ASSIGNED TASK:
Work out how many lines of the material below contain the word "github", then write that number alone.

DATA RECORDS:

BEGIN

Issue #4769, opened 2025-09-24
Vomnibar not closing on launching an actual url


goodhippo:
**Describe the bug**

Vominibar when used to launch an url in new tab is not hiding/closing itself after pressing enter.

**To Reproduce**

1. Open Vomnibar with new tab option `O`.
2. Type an actual url. Eg `github.com`.
3. Close the new tab with github.
4. Notice that the vomnibar of previous tab is  still active.

goodhippo:
This is caused by not calling the hide method of VominibarUi when handling actual url. wiill submit my PR.

philc:
This was fixed by #4770.

PR #4770, opened 2025-09-24
Fix: Vomnibar not closing on launching an actual url

goodhippo:
## Description

Fix for [#4769](https://github.com/philc/vimium/issues/4769)


philc:
Nice find @goodhippo, and good fix.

END

WRITTEN SOLUTION:
3